═══ SUPPLIED MATERIAL ═══

PR #1293, opened 2020-11-13
Use latest version of Mercator 0.5.0

propensive:
@SethTisue Seeing as you drew my attention to this, I've reshuffled a few things in the repository. I hope these are correctly reflected in the changes I've made here, but chances are reasonably high I don't know what I'm doing.

### DIFF
--- a/proj/mercator.conf
+++ b/proj/mercator.conf
@@ -1,4 +1,4 @@
-// https://github.com/propensive/mercator.git#master
+// https://github.com/propensive/mercator.git#main-scala-2.13
 
 // dependency of magnolia, avro4s
 
--- a/proj/mercator.conf
+++ b/proj/mercator.conf
@@ -4,7 +4,7 @@
 
 vars.proj.mercator: ${vars.base} {
   name: "mercator"
-  uri: "https://github.com/propensive/mercator.git#c7926bc8aac564a76c64f361df1618d74861d724"
+  uri: "https://github.com/propensive/mercator.git#0f801fefd3ae7c7951f8b35a0737e8efbd8f28cd"
 
   extra.projects: ["core", "test"]
   extra.commands: ${vars.default-commands} [
--- a/proj/mercator.conf
+++ b/proj/mercator.conf
@@ -4,9 +4,9 @@
 
 vars.proj.mercator: ${vars.base} {
   name: "mercator"
-  uri: "https://github.com/propensive/mercator.git#771f7d8c7683b26864c897b8f8898dc5eeceb286"
+  uri: "https://github.com/propensive/mercator.git#c7926bc8aac564a76c64f361df1618d74861d724"
 
-  extra.projects: ["coreJVM", "tests"]
+  extra.projects: ["core", "test"]
   extra.commands: ${vars.default-commands} [
     "appendScalacOptions -Ymacro-annotations"
     "removeDependency org.scalamacros paradise"


SethTisue:
@propensive the code at the commit in question (propensive/mercator@c7926bc8aac564a76c64f361df1618d74861d724) seems to be 2.12-only code, resulting in:

```
[mercator] [error] /Users/tisue/cb3/target-0.9.17/project-builds/mercator-343f3a364e9ea88dc6d44118033d12a019bbc09b/src/core/compat.scala:26:41: type Coll takes type parameters
[mercator] [error]     }.map { xs => xs.reverseIterator.to[Coll] }
[mercator] [error] /Users/tisue/cb3/target-0.9.17/project-builds/mercator-343f3a364e9ea88dc6d44118033d12a019bbc09b/.sbt/core/../../src/core/compat.scala:26:41: type Coll takes type parameters
[mercator] [error]                                         ^
[mercator] [error]     }.map { xs => xs.reverseIterator.to[Coll] }
[mercator] [error]                                         ^
```

note the use of 2.12-style `.to[Coll]` instead of 2.13-style `.to(Coll)`

I see the same error outside of dbuild if I simply clone the mercator repo, check out that commit, run sbt, and do `++2.13.3!` followed by `compile`

propensive:
I think it should work now I'm using the correct branch (though it's a Scala 2.13-only branch).

SethTisue:
in local testing, it seems that mercator depends on probably-cli, and probably-cli depends on escritoire, and escritoire doesn't have an sbt build, I guess because you're building it with fury. I could pull an escritoire binary from Maven Central, though we generally prefer to build things from source. is adding an sbt build to escritoire something you would consider?

also: is probably-cli supposed to be a test-only dependency of mercator? the dependency isn't declared with `% Test`, but it appears to only be used in test code? one way to avoid this for now would be if you declared the dependency as test-only; then we could add mercator without compiling or running its tests; then attempting to compile and run the tests could be a separate task. but this isn't really a great route, because if we aren't running the tests, then we don't know if it works, and as a result we might get weird, hard-to-troubleshoot problems downstream instead.

and another issue: we have magnolia frozen at propensive/magnolia@5cfe85ea6fa031b1f05e3128b14b453d3af1f78f because at some point in the past, trying to use a more recent commit broke avro4s downstream. at that commit of magnolia, it expects mercator's coordinates to be `com.propensive#mercator`, but at the commit this PR adds, the dependency is instead published at `com.propensive#mercator-core`. I could override that in dbuild, which might work or might turn into a rabbit hole.

in sum: all of this would need a fair amount more work to become mergeable.

if you're interested in having Propensive-world included in the community build, I suggest that we take escritoire as the starting point, and then work our way up the dependency chain from there. but escritoire will need to have an sbt build. note that such a build can be pretty bare bones. for example, in order to build Haoyi-world, we have sbt builds for projects that Haoyi himself builds with mill, but those sbt builds can be pretty simple; see for example https://github.com/scalacommunitybuild/acyclic/blob/community-build-2.13/build.sbt (and much of this is about telling sbt about the unusual source directory layout; the minimal essentials are `name`, `organization`, and `libraryDependencies`)

propensive:
Thanks for the full explanation, @SethTisue. I've got about 20 projects, so I've been spending a lot of time over the last few weeks to try to organize their sources, migrate to Scala 2.13, publish binaries, standardise their builds (which primarily use Fury, but I intend all to have simple `sbt` builds for the purpose of publishing) and documentation, plus generally establishing my own routine for doing maintenance. That's been making steady progress, but it's a whole lot of work...

Incidentally a lot of my projects get good test coverage just by compiling them, because they're largely macros. Which is to say, it's not completely useless just to compile them, but obviously isn't as good as actually running them, of course... ;)

(I've got a spreadsheet with one column per project, and one row per task (e.g. "publish binary", though some are more fanciful, like "benchmarks") so I've added "include in Community build" in that todo list. Currently 184 out of 572 items are "done"...)

Regarding my test modules, I have always always simply _run_ my tests (which are written with the Probably test library) as applications rather than putting through sbt's test runner: if that application returns a zero exit-status, then the tests passed. I'm not sure if this is sufficient for dbuild to identify success or failure... I also have a contribution of an sbt test runner for Probably, which I'll get around to merging and publishing at some point, and would enable me to define those sbt test modules in a more traditional way.

As for Magnolia, the better solution would be to update Avro4s to work with the latest version (or if the bug is with Magnolia, fix the bug and publish 0.18). I'm making enquiries about how we can make progress here.

SethTisue:
re: running tests, I think dbuild can do that via `extra.test-tasks`. (there might be an issue where you need to make a task key, but we could cross that bridge when we come to it.) but a sbt test runner for Probably would be great.

closing this for now, happen to reopen anytime.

═══

HOW TO COMPLETE THIS TASK:
For each record in the listing, output it again exactly.

PROBLEM SOLUTION:
PR #1293, opened 2020-11-13
Use latest version of Mercator 0.5.0

propensive:
@SethTisue Seeing as you drew my attention to this, I've reshuffled a few things in the repository. I hope these are correctly reflected in the changes I've made here, but chances are reasonably high I don't know what I'm doing.

### DIFF
--- a/proj/mercator.conf
+++ b/proj/mercator.conf
@@ -1,4 +1,4 @@
-// https://github.com/propensive/mercator.git#master
+// https://github.com/propensive/mercator.git#main-scala-2.13
 
 // dependency of magnolia, avro4s
 
--- a/proj/mercator.conf
+++ b/proj/mercator.conf
@@ -4,7 +4,7 @@
 
 vars.proj.mercator: ${vars.base} {
   name: "mercator"
-  uri: "https://github.com/propensive/mercator.git#c7926bc8aac564a76c64f361df1618d74861d724"
+  uri: "https://github.com/propensive/mercator.git#0f801fefd3ae7c7951f8b35a0737e8efbd8f28cd"
 
   extra.projects: ["core", "test"]
   extra.commands: ${vars.default-commands} [
--- a/proj/mercator.conf
+++ b/proj/mercator.conf
@@ -4,9 +4,9 @@
 
 vars.proj.mercator: ${vars.base} {
   name: "mercator"
-  uri: "https://github.com/propensive/mercator.git#771f7d8c7683b26864c897b8f8898dc5eeceb286"
+  uri: "https://github.com/propensive/mercator.git#c7926bc8aac564a76c64f361df1618d74861d724"
 
-  extra.projects: ["coreJVM", "tests"]
+  extra.projects: ["core", "test"]
   extra.commands: ${vars.default-commands} [
     "appendScalacOptions -Ymacro-annotations"
     "removeDependency org.scalamacros paradise"


SethTisue:
@propensive the code at the commit in question (propensive/mercator@c7926bc8aac564a76c64f361df1618d74861d724) seems to be 2.12-only code, resulting in:

```
[mercator] [error] /Users/tisue/cb3/target-0.9.17/project-builds/mercator-343f3a364e9ea88dc6d44118033d12a019bbc09b/src/core/compat.scala:26:41: type Coll takes type parameters
[mercator] [error]     }.map { xs => xs.reverseIterator.to[Coll] }
[mercator] [error] /Users/tisue/cb3/target-0.9.17/project-builds/mercator-343f3a364e9ea88dc6d44118033d12a019bbc09b/.sbt/core/../../src/core/compat.scala:26:41: type Coll takes type parameters
[mercator] [error]                                         ^
[mercator] [error]     }.map { xs => xs.reverseIterator.to[Coll] }
[mercator] [error]                                         ^
```

note the use of 2.12-style `.to[Coll]` instead of 2.13-style `.to(Coll)`

I see the same error outside of dbuild if I simply clone the mercator repo, check out that commit, run sbt, and do `++2.13.3!` followed by `compile`

propensive:
I think it should work now I'm using the correct branch (though it's a Scala 2.13-only branch).

SethTisue:
in local testing, it seems that mercator depends on probably-cli, and probably-cli depends on escritoire, and escritoire doesn't have an sbt build, I guess because you're building it with fury. I could pull an escritoire binary from Maven Central, though we generally prefer to build things from source. is adding an sbt build to escritoire something you would consider?

also: is probably-cli supposed to be a test-only dependency of mercator? the dependency isn't declared with `% Test`, but it appears to only be used in test code? one way to avoid this for now would be if you declared the dependency as test-only; then we could add mercator without compiling or running its tests; then attempting to compile and run the tests could be a separate task. but this isn't really a great route, because if we aren't running the tests, then we don't know if it works, and as a result we might get weird, hard-to-troubleshoot problems downstream instead.

and another issue: we have magnolia frozen at propensive/magnolia@5cfe85ea6fa031b1f05e3128b14b453d3af1f78f because at some point in the past, trying to use a more recent commit broke avro4s downstream. at that commit of magnolia, it expects mercator's coordinates to be `com.propensive#mercator`, but at the commit this PR adds, the dependency is instead published at `com.propensive#mercator-core`. I could override that in dbuild, which might work or might turn into a rabbit hole.

in sum: all of this would need a fair amount more work to become mergeable.

if you're interested in having Propensive-world included in the community build, I suggest that we take escritoire as the starting point, and then work our way up the dependency chain from there. but escritoire will need to have an sbt build. note that such a build can be pretty bare bones. for example, in order to build Haoyi-world, we have sbt builds for projects that Haoyi himself builds with mill, but those sbt builds can be pretty simple; see for example https://github.com/scalacommunitybuild/acyclic/blob/community-build-2.13/build.sbt (and much of this is about telling sbt about the unusual source directory layout; the minimal essentials are `name`, `organization`, and `libraryDependencies`)

propensive:
Thanks for the full explanation, @SethTisue. I've got about 20 projects, so I've been spending a lot of time over the last few weeks to try to organize their sources, migrate to Scala 2.13, publish binaries, standardise their builds (which primarily use Fury, but I intend all to have simple `sbt` builds for the purpose of publishing) and documentation, plus generally establishing my own routine for doing maintenance. That's been making steady progress, but it's a whole lot of work...

Incidentally a lot of my projects get good test coverage just by compiling them, because they're largely macros. Which is to say, it's not completely useless just to compile them, but obviously isn't as good as actually running them, of course... ;)

(I've got a spreadsheet with one column per project, and one row per task (e.g. "publish binary", though some are more fanciful, like "benchmarks") so I've added "include in Community build" in that todo list. Currently 184 out of 572 items are "done"...)

Regarding my test modules, I have always always simply _run_ my tests (which are written with the Probably test library) as applications rather than putting through sbt's test runner: if that application returns a zero exit-status, then the tests passed. I'm not sure if this is sufficient for dbuild to identify success or failure... I also have a contribution of an sbt test runner for Probably, which I'll get around to merging and publishing at some point, and would enable me to define those sbt test modules in a more traditional way.

As for Magnolia, the better solution would be to update Avro4s to work with the latest version (or if the bug is with Magnolia, fix the bug and publish 0.18). I'm making enquiries about how we can make progress here.

SethTisue:
re: running tests, I think dbuild can do that via `extra.test-tasks`. (there might be an issue where you need to make a task key, but we could cross that bridge when we come to it.) but a sbt test runner for Probably would be great.

closing this for now, happen to reopen anytime.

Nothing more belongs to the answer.